The esterification process that yields aspirin is a slow process thus there it was important to incorporate a catalyst in the reaction speed up the reaction. The catalyst action is to lower the activation energy or the energy ‘hill’ to allow the reactions to be executed using less energy. The catalyst used in this experiment is appropriately chosen; the one with the ability to accept lone pair electrons. To this end, phosphoric acid served the purpose perfectly.
The purification of the product could also be confirmed by other methods just to ensure that the experiment was effective with respect to purity. Alternative methods for checking the purity of the product include testing the solubility of the product as well as using infrared spectra. The aforementioned methods are some of the physical tests that can be done to determine the product’s purity.

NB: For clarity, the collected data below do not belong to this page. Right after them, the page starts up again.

PR #987, opened 2020-04-17
Feature/ReferencePushPullFeeder (Reinstated)

markmaker:
_This is the reinstated #977 (after mistaken merge & revert) for continued discussion and improvement._

# Description
Generic implementation for a feeder that can feed parts by performing push and pull (and other) motions using a head-mounted Actuator.  

- Uses a semantic vision concept based on sprocket holes and knowledge of the EIA 481 standards. 
- Simple OCR vision stage that can read the part from a label on the feeder. 
- OCR based automatic feeder slot swapping, part changing or even new feeder creation. 
- Automatic and learning "only when needed" calibration for feeders that are mounted with large tolerances (+/-2mm). 
- Any part pitch, any feed pitch, any tape width.
- Multi-feed: 2mm pitch/0402 support. For speed, you can also use a multiplier for any pitch. 
- Easy to clone & sync settings between feeders, by package or by (new) Tape&Reel Specification.
- One click setup from the second feeder.
- Handles geometric transformations for all the relevant settings (allows cloning settings from a "west" to a "south" feeder, for instance). 

While this feeder was developed for an upcoming Open Hardware all-3D-printed tape reel feeder, it was an important goal to make it universal. If you like the added functionality, you should also be able to cover most use cases for ReferenceLeverFeeder and ReferenceDragFeeder. 

vlcsnap-2020-04-10-22h34m30s611

This PR encloses these major building blocks that are carefully modelled for independent reuse by other software and/or pipelines: 

1. the ReferencePushPullFeeder class
2. the SimpleOcr vision stage to read text from the camera
3. the RegionOfInterestProcess guided process to stake out a region of interest (e.g. for OCR) in the camera view using the mouse and without having to go into the pipeline. 
4. the AffineWarp vision stage that is used to extract and rotate the OCR region of interest from the image (it can define the ROI in the stage or get it from the pipeline caller by property)
5. the AffineUnwarp vision stage that transform geometrical vision results back to full camera image coordinates 

The AffineUnwarp is not actually used by the feeder, but it makes the AffineWarp ready for use in BottomVision and FiducialLocator pipelines, where it can speed up subsequent stages by reducing image size. As a benefit, you can let the pipeline end with the warped image and get a nice magnification effect. 

# Justification
## Why yet another feeder class? 
This PR started out from trying to extend ReferenceLeverFeeder. But trying to provide both backwards compatibility and new features, quickly turned out impractical. ReferenceLeverFeeder uses a reference image for vision, that cannot be used for the semantics I needed. Such as "understanding" the tape location and feed direction, cloning and transforming geometry from another feeder, changing from white to black tape, from 2mm to 4mm part pitch without invalidating the vision setup. On the other hand, ReferenceLeverFeeder should also not be burdened by complexity that some (existing) users don't want to use.  

## Why not break up the PR?
As can easily be seen, the building blocks (1 through 4, listed in the Description) all rely on each other. In order to test this code, including the stages using pipeline properties set by the feeder, I couldn't break up the PR. Building block 5 just makes AffineWarp complete for other use.

## Risk of introducing this code
Most of the changes happen in new classes. They are merely registered in existing classes. Unless they are actually instantiated by the user, they are without effect. 

## Changes in existing code
Some words on the changes in existing code (most important ones, roughly ordered by how GitHub lists the changed files):

`CameraView`: I refactored the view pixel to length units calculation out, so I can use it in my RegionOfInterestProcess to calculate the ROI from clicks. See `getCameraViewCenterOffsetsFromXy()`. Tip: use "ignore white-space" setting for diff.

`Package`, `PackagesTableModel`: added the tapeSpecification to the Package in order to group packages further, e.g. a "C" and "R" packages should be treated the same when it comes to feeding them from a tape, as well as various package sizes (0603, 0805, etc.) that still have the same part pitch. The user can now set a common tag such as "8x2" or "8x4" to code the tape width/pitch and other relevant specs. The ReferencePushPullFeeder will then be able to clone/sync settings across this group and automatically create new feeders with one click.  

`Feeder`, `ReferencePnpJobProcessor`, `BlindsFeeder`: reworked the job preparation for feeders that I introduced with the BlindsFeeder. Instead of letting each feeder class do its own Travelling Salesman journey for prep, the job processor now does it globally, so all feeders needing visits by the head will be prepped alongside each other, on a single optimized path. In case of the ReferencePushPullFeeder, the feeder's location is calibrated and the OCR tag verified.

This PR is well prepared for @tonyluken 's #943 as I made the following provisions:

- separated the part rotation in tape from the Rotation of the feeder, same signature as tony's base class implementation (once merged/inherited, it can then be removed from ReferencePushPullFeeder).  
- use the same feeder local transformation as #943
- access all Locations using setters/getter, so a first port should be trivial
- can be simplified, once #943 is merged, to directly work with feeder local coordinates, where needed

# Instructions for Use
For now there is a movie demonstrating the main usage: 
https://youtu.be/5QcJ2ziIJ14
For  _one possible_ use case of this class, employing an all-3D-printed reeled tape feeder, see here:
https://makr.zone/new-all-3d-printed-tapereel-feeder/399/

vlcsnap-2020-04-10-22h35m03s333

I will create a Wiki entry when this PR has been merged (with whatever tuning yet required). 

# Implementation Details
1. The feeder class, region of interest process,  AffineWarp, SimpleOcr stages have been tested as shown in the movie. If you look closely you see the AffineWarp is also used in BottomVision, to test the AffineUnwarp stage i.e. transforming the coordinates back to full camera image pixel coordinates. It was also used/tested in the Visual Homing fiducial locator. I also tested a simle Job, mixing BlindsFeeder/ReferencePushPullFeder, testing the latest Travelling Salesman feeder prep and also btw. including the latest merge from `develop` with new OpenCV.
3. I made changes in the `org.openpnp.spi` or `org.openpnp.model` as listed and justified above.

grafik

### DIFF
--- a/src/main/java/org/openpnp/gui/FeedersPanel.java
+++ b/src/main/java/org/openpnp/gui/FeedersPanel.java
@@ -510,9 +510,10 @@ public class FeedersPanel extends JPanel implements WizardContainer {
                 Feeder feeder = getSelection();
 
                 // Simulate a "one feeder" job, prepare the feeder.
-                List<Feeder> feedersToPrepare = new ArrayList<>();
-                feedersToPrepare.add(feeder);
-                feeder.prepareForJob(feedersToPrepare);
+                if (feeder.getJobPreparationLocation() != null) {
+                    feeder.prepareForJob(true);
+                }
+                feeder.prepareForJob(false);
 
                 // Check the nozzle tip package compatibility.
                 Nozzle nozzle = MainFrame.get().getMachineControls().getSelectedNozzle();
--- a/src/main/java/org/openpnp/gui/components/CameraView.java
+++ b/src/main/java/org/openpnp/gui/components/CameraView.java
@@ -1280,10 +1280,7 @@ public class CameraView extends JComponent implements CameraListener {
         }
     }
 
-    private void moveToClick(MouseEvent e) {
-        int x = e.getX();
-        int y = e.getY();
-
+    public Location getCameraViewCenterOffsetsFromXy(int x, int y) {
         // Find the difference in X and Y from the center of the image
         // to the mouse click.
         double offsetX = (scaledWidth / 2.0D) - (x - imageX);
@@ -1297,12 +1294,17 @@ public class CameraView extends JComponent implements CameraListener {
         offsetX *= scaledUnitsPerPixelX;
         offsetY *= scaledUnitsPerPixelY;
 
-        // The offsets now represent the distance to move the camera
-        // in the Camera's units per pixel's units.
+        // The offsets now represent the distance in the Camera's units per pixel's units.
 
         // Create a location in the Camera's units per pixel's units
         // and with the values of the offsets.
         Location offsets = camera.getUnitsPerPixel().derive(offsetX, offsetY, 0.0, 0.0);
+        return offsets;
+    }
+
+    private void moveToClick(MouseEvent e) {
+        // Get the offset from the Camera view center in Camera's units.
+        Location offsets = getCameraViewCenterOffsetsFromXy(e.getX(), e.getY());
         // And move there.
         UiUtils.submitUiMachineTask(() -> {
             if (camera.getHead() == null) {
--- a/src/main/java/org/openpnp/gui/processes/RegionOfInterestProcess.java
+++ b/src/main/java/org/openpnp/gui/processes/RegionOfInterestProcess.java
@@ -1,0 +1,261 @@
+/*
+ * Copyright (C) 2020 <mark@makr.zone>
+ * inspired by TwoPlacementBoardLocationProcess by
+ * Copyright (C) 2011 Jason von Nieda <jason@vonnieda.org>
+ * 
+ * This file is part of OpenPnP.
+ * 
+ * OpenPnP is free software: you can redistribute it and/or modify it under the terms of the GNU
+ * General Public License as published by the Free Software Foundation, either version 3 of the
+ * License, or (at your option) any later version.
+ * 
+ * OpenPnP is distributed in the hope that it will be useful, but WITHOUT ANY WARRANTY; without even
+ * the implied warranty of MERCHANTABILITY or FITNESS FOR A PARTICULAR PURPOSE. See the GNU General
+ * Public License for more details.
+ * 
+ * You should have received a copy of the GNU General Public License along with OpenPnP. If not, see
+ * <http://www.gnu.org/licenses/>.
+ * 
+ * For more information about OpenPnP visit http://openpnp.org
+ */
+
+package org.openpnp.gui.processes;
+
+import java.awt.BasicStroke;
+import java.awt.Color;
+import java.awt.Graphics2D;
+import java.awt.Point;
+import java.awt.event.ActionEvent;
+import java.awt.event.ActionListener;
+import java.awt.event.MouseAdapter;
+import java.awt.event.MouseEvent;
+import java.util.HashMap;
+import java.util.Map;
+
+import javax.swing.SwingUtilities;
+
+import org.openpnp.gui.MainFrame;
+import org.openpnp.gui.components.CameraView;
+import org.openpnp.gui.components.reticle.Reticle;
+import org.openpnp.model.LengthUnit;
+import org.openpnp.model.RegionOfInterest;
+import org.openpnp.spi.Camera;
+import org.openpnp.util.UiUtils;
+
+/**
+ * Guides the user through the three point region of interest operation using step by step instructions.
+ */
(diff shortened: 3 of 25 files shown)


markmaker:
@vonnieda [wrote: ](https://github.com/openpnp/openpnp/pull/986#issuecomment-615035723)
> Note to self: Explore what is happening with the tape type in packages.

The use of the Tape Specification is for the feeder to know which parts and packages are the same in terms of the tape feeding perspective. The feeder then knows it can clone settings across this group of feeders and even create new feeders solely from the part detected by OCR. 

Watch it in action here:
https://youtu.be/5QcJ2ziIJ14?t=294

And here:
https://youtu.be/5QcJ2ziIJ14?t=449

I'm aware that adding a column there, used only by _one_ feeder, is a bit cheeky. The only reason, I dared do it, is because the package table seems underused and it is nice to see the tape spec in an overview and to be able to sort (group) and search by it. 

grafik

I figured that the column could still be moved inside a Wizard tab, once more important columns compete for the space. 

_Mark

vonnieda:
Hi @markmaker,

It looks like I caused conflicts by merging your BlindsFeeder change earlier today. I've attempted to resolve the conflict but it's not looking right. So, two things:

1. It looks like the tape spec is just a free form string. Is the meaning you are using here 4mm feed by 2mm part pitch? And would it make sense to formalize this somehow? I could see it being useful for things like auto feeders and strip feeders, too.

2. Can you see if you can get the conflicts resolved? I'm about ready to merge this.

Thanks,
Jason

markmaker:
Hi @vonnieda 

> Can you see if you can get the conflicts resolved?

I should have done the merge immediately, sorry. It's done, now. 

> It looks like the tape spec is just a free form string. Is the meaning you are using here 4mm feed by 2mm part pitch? And would it make sense to formalize this somehow? I could see it being useful for things like auto feeders and strip feeders, too.

Yes its just a dumb String for now. All packages with identical tape specification make a group, that's all. 

In the screenshot I made it up to contain the tape width, the letter 'x' and the part pitch. I believe that's [a common way to spec what tapes a feeder takes](https://smtnet.com/index.cfm?fuseaction=search_submit&searchstring=8x4%20&collection=site_parts). The tape width gives you the offset from the line of sprocket holes to the line of parts (via EIA 481). The part pitch is also obviously important. 

**But** the feeder does **not** need to parse these properties from the tape specification, instead they are taken from another already set up feeder that is marked as a template and has a part with a package of the same tape specification (if the tape spec is empty, it will just take a template feeder with the same package instead).

The String could be **anything that makes the feeder setup for that tape spec unique.** For instance, [in the video I set up a feeder with transparent tape](https://youtu.be/5QcJ2ziIJ14?t=474), where I switch off calibration, because it can't see the sprocket holes (it still does the OCR). For such a package, I could now set the tape specification to "8x4T" as in "**T**ransparent", for instance. If another part with a package with the same tape specification comes along, it will automatically be cloned from that feeder.  

There are many properties that could make a certain type of tape unique for the feeder. Frankly I don't have enough experience yet ;-). 

One reason this is just a string, is that I plan to import it from the ECAD (Eagle for the moment), using a custom attribute. 

The tape specification could one day become an ID with an object behind it, where you could set these properties formally. But for the moment, I believe that would be overkill. 

> I'm about ready to merge this. 

Cool!  :-D

_Mark

markmaker:
Wow, thanks Jason, that was quick!
_Mark

markmaker:
**NOTE**: this comment is just repository for the images used to document the ReferencePushPullFeeder Wiki page. To understand, please consult the [ReferencePushPullFeeder Wiki page](https://github.com/openpnp/openpnp/wiki/ReferencePushPullFeeder). 
___
grafik
grafik
grafik
grafik
grafik
(more to come)

uncle-buzz:
I found an issue with the number of faces of the friction wheel and the spool left who uses the number of wings instead of the number of faces, so creating a friction wheel with 7 wings and 6 faces will build a spool left with 7 faces, I replace the friction_wheel variable with the hex_face at line 3018 and the build is now conform, sorry I don"t know how to propose a PR :
`                   union() {
                        translate([0, 0, -e]) {
                            beveled_extrude(height=spool_wall_left+2*e, bevel=bevel_z, angle=135) {
                                circle_p(d=friction_hex_diameter,
                                    $fn=hex_face);
                            }
                        }
                    }`
instrad of 
`                   union() {
                        translate([0, 0, -e]) {
                            beveled_extrude(height=spool_wall_left+2*e, bevel=bevel_z, angle=135) {
                                circle_p(d=friction_hex_diameter,
                                    $fn=friction_wings);
                            }
                        }
                    }`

Moreover, there are other chemical methods that include phenol test and potentiometric titration. The physical tests are more reliable since the chance of introducing an extraneous element is minimal.
Importantly, in this experiment the purification of the product was achieved via recrystallization. This method is usually rapid, and the process occurs when the impure material and a solvent that is hot is mixed and then cooled gradually. As the mixture cools, it becomes saturated, forming the crystals of the product. In the process, the impurities are left in the solution.
Conclusion
In a conclusion, the objective of this experiment was met by testing the purity of the end product (136.1oC) that resulted from the process. The percentage yield was also established to be 71.58 ± 0.25%.
References
Jeffreys, D. (2005). Aspirin: The remarkable story of a wonder drug. London: Idea Group Publishing.
McMurry, R.S. (2008). Organic Chemistry. New York, NY: Norton & Company.
Pavia, D. L. (2005). Introduction to organic laboratory techniques: A small-scale approach. London: Sage Publications.